Other residues that may play a role in channel function are Thr-179, Thr-181, Ser-182, His-185 and Thr-186 as mutation of all of these significantly affected agonist-mediated effects, but neither Ala nor conserved mutations caused major changes in the antagonist binding affinity; the latter results indicating the receptors are correctly assembled. However, loss of the backbone hydrogen bonding between these residues and the adjacent β-sheets, as indicated in the homology models, may prevent efficient opening of the channel. It should also be noted that in previous studies H185A has been reported as nonbinding, a difference that is likely to reflect the very low levels of expression (∼20-fold less than wild-type) that we observed for this mutant (11). Binding affinities for Thr-179, Ser-182 and Thr-186 mutants are almost identical to those shown elsewhere (9).
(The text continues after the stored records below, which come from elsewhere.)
PR #1505, opened 2026-03-20
feat(auth): add iat-based token blacklist for immediate role revocation

### LINKED ISSUE #378: [AUTH TOKEN] Automatically refresh it
Currently, the auth token is valid only for 24 hours. We should revalidate it everytime the user perform an action for example (simple proposition, not sure if it's the correct pattern). 
Maybe we should use 2 tokens: authToken and refreshToken, see this article => [https://auth0.com/blog/refresh-tokens-what-are-they-and-when-to-use-them/](https://auth0.com/blog/refresh-tokens-what-are-they-and-when-to-use-them/)

At least, the user must be aware that his token is not valid anymore: there is no information displayed in the interface about this currently.

ClemRz:
## 🤔 What

Adds an `iat`-based token blacklist that invalidates JWTs immediately when a user's roles change.

Closes #378

## 🤷‍♂️ Why

The API uses stateless JWTs with a 90-day TTL. When an administrator changes a user's roles (add/remove/set groups), the change only takes effect after the current token expires — up to 90 days later. There is no token revocation mechanism.

## 🔍 How

- New `t_token_blacklist` table with `id_caver` (PK, FK to `t_caver`) and `revoked_before` (timestamptz)
- `BlacklistService` with an in-memory `Map` cache for O(1) lookups:
  - `revoke(caverId)` — UPSERT to DB + update cache
  - `isRevoked(caverId, iat)` — check `iat < Math.ceil(revoked_before)`
  - `loadCache()` — populate cache from DB on bootstrap (blocking)
- `parseAuthToken` middleware in `config/http.js` now:
  - Rejects tokens missing the `iat` claim with 401
  - Rejects tokens where `iat < revoked_before` with 401
  - Uses `sails.services.blacklistservice` (Sails global instance) to avoid dual-instance cache issues
- Controllers `put-on-group`, `remove-from-group`, `set-groups` call `BlacklistService.revoke()` after modifying groups
- Cache loaded in `config/bootstrap.js` before the server accepts requests
- Fully backward-compatible: empty blacklist table on deploy means no existing tokens are affected

## 🚀 Deployment

Run the SQL migration against the production database **before** deploying the new code:

```sql
CREATE TABLE IF NOT EXISTS t_token_blacklist (
    id_caver integer NOT NULL,
    revoked_before timestamp with time zone NOT NULL,
    CONSTRAINT t_token_blacklist_pkey PRIMARY KEY (id_caver),
    CONSTRAINT t_token_blacklist_id_caver_fkey FOREIGN KEY (id_caver)
        REFERENCES t_caver(id) ON DELETE CASCADE
);
```

The migration is idempotent (`IF NOT EXISTS`), so it's safe to run multiple times.

Once the table exists, deploy the application normally. On startup, `BlacklistService.loadCache()` will read the (empty) table into memory. No existing tokens are affected — the blacklist starts empty, so all current sessions continue working.

No rollback concerns: if the code is reverted, the table simply goes unused. It can be dropped later if needed.

## 🧪 Testing

- 5 property-based tests (fast-check) validating correctness properties of `BlacklistService`
- Unit tests for `BlacklistService` edge cases
- Integration tests for the middleware (revoked token → 401, fresh token → 200, missing iat → 401)
- Route integration tests verifying revocation triggers on all 3 group endpoints
- Requires `npm run dev:clean` to rebuild Docker containers (new SQL migration)

```shell
npm run dev:clean
npm run dev:up
PORT=1338 npm run test
```

## 📸 Previews

N/A — backend only, no UI changes.


Paul-AUB (changes requested):
# Code Review: feat(auth): add iat-based token blacklist for immediate role revocation

Commit: `7feb543`

## Overview

The feature is well-designed: IAT-based blacklist pattern with in-memory cache + DB persistence, clean and efficient. Test coverage (unit, property-based, integration) is excellent. A few points deserve attention.

---

## Issues

### 1. Subtle race condition in `revoke()` — `BlacklistService.js:118-127`

```js
await CommonService.query(`... VALUES ($1, NOW()) ...`, [caverId]);
const now = new Date();
cache.set(caverId, now);
```

The cache is populated with `new Date()` *after* the SQL call resolves. The DB timestamp (`NOW()`) is therefore slightly earlier than the cache timestamp. If a token has an `iat` falling within that millisecond gap:
- `isRevoked()` returns `false` (accepted per the cache)
- But after the next `loadCache()`, it would be rejected

In practice this is negligible (JWT `iat` values are whole seconds), but it is a real inconsistency.
**Simple fix:** retrieve the timestamp from the SQL response instead of calling `new Date()`.

### 2. Overly permissive CORS — and out of scope — `config/http.js:200-214`

```js
res.set('Access-Control-Allow-Origin', '*');
res.set('Access-Control-Allow-Headers', 'content-type, authorization');
```

- `Access-Control-Allow-Origin: *` combined with `authorization` in `Allow-Headers`: browsers will not send credentials with a wildcard, but any origin can make non-credentialed requests. This is likely a regression against the existing CORS configuration.
- **This change is out of scope for this commit** (it has nothing to do with the blacklist). It should live in a separate commit, and the existing CORS config (`config/security.js` or equivalent) should be updated rather than short-circuited by a custom middleware.

### 3. Property 5 stub is probably a no-op — `blacklist-service.property.test.js:595`

```js
const queryStub = sinon
  .stub(sails, 'sendNativeQuery')
  .rejects(new Error(errorMsg));
```

The test assumes `CommonService.query` calls `sails.sendNativeQuery` internally. If `CommonService.query` wraps something else (e.g. a `pg` pool directly), the stub does nothing and `BlacklistService.revoke()` will not throw — the test would pass silently without testing what it claims to test.
**Action:** verify the internal implementation of `CommonService.query` and adjust the stub target accordingly.

### 4. No blacklist cleanup — unbounded growth

The `t_token_blacklist` table grows indefinitely. Once tokens expire (e.g. after 24 h), their blacklist entries are no longer useful. A periodic cleanup job (or a TTL derived from token expiry) would prevent the table and cache from growing without bound. Not blocking now, but worth planning for.

### 5. Inconsistent service access in route tests — `put-on-group.test.js:734` vs `745`

```js
// afterEach — via sails.services:
sails.services.blacklistservice.getCache().delete(testCaverId);

// inside the test — via direct require:
BlacklistService.getCache().delete(testCaverId);
```

Two different ways of accessing the service. If Sails and `require()` return different instances (which can happen with Sails' module loading), the cleanup and assertions would not target the same cache object.
**Fix:** use `sails.services.blacklistservice` consistently everywhere in test files.

---

## Positives

- IAT-based approach is correct and avoids storing full token strings.
- `loadCache()` is blocking at bootstrap (intentional and documented) — the right call to guarantee consistency before accepting requests.
- `ON CONFLICT (id_caver) DO UPDATE`: clean UPSERT, no risk of duplicate inserts.
- `ON DELETE CASCADE` in the SQL migration: consistent with caver deletion.
- The atomicity property test (Property 5) is a good idea, even if the stub target is suspect.
- Middleware order (`corsHeaders` before `parseAuthToken`) is correct for OPTIONS preflight handling.

ClemRz:
1. Fixed
2. Intentional
3. No fix needed. `CommonService.query` directly delegates to `sails.sendNativeQuery`, so the stub is correct
4. Skipped
5. Fixed

Paul-AUB (approved):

Our homology models also suggest that there are hydrogen bonds contributed by residues His-185 to Asn-191 which may be important for stabilizing the β7 - β8 turn; substitution of residues that significantly disrupt this series of bonds (Q188, D189 and I190; Fig. 5, G and H) results in receptors that are not folded, assembled and/or targeted correctly. Substitutions that permit the expression of cell-surface receptors, possibly because they disrupt fewer hydrogen bonds (such as in H185A), may result in low levels of expression or non functional receptors. We propose that a rigid β7-β8 turn is critical for efficient receptor expression and function. Asp-189 may also have a role in subunit-subunit interactions, similar to the equivalent residue (Glu-149) in AChBP (3,11). In our 5-HT₃ homology models Asp-189 is in close proximity to the basic side chains of Lys-112 on the complementary subunit and a highly conserved Arg-55 on the same subunit, and there is the potential to form a salt bridge here, an interaction that would explain why substitution of this residue was especially sensitive; it was the only residue where both Ala and conserved amino acid substitutions yielded non binding receptors.

CONCLUSIONS

We have demonstrated that residues from the 5-HT₃ receptor loop B region have a major influence on binding and function. These data can be explained by our model, which indicates that noncovalent interactions within and between loop B and neighboring residues, both in the binding region and within the β-sandwich structure of the subunit, are vital for the integrity of the binding site and for the dynamic mobility of structural elements involved in the gating process.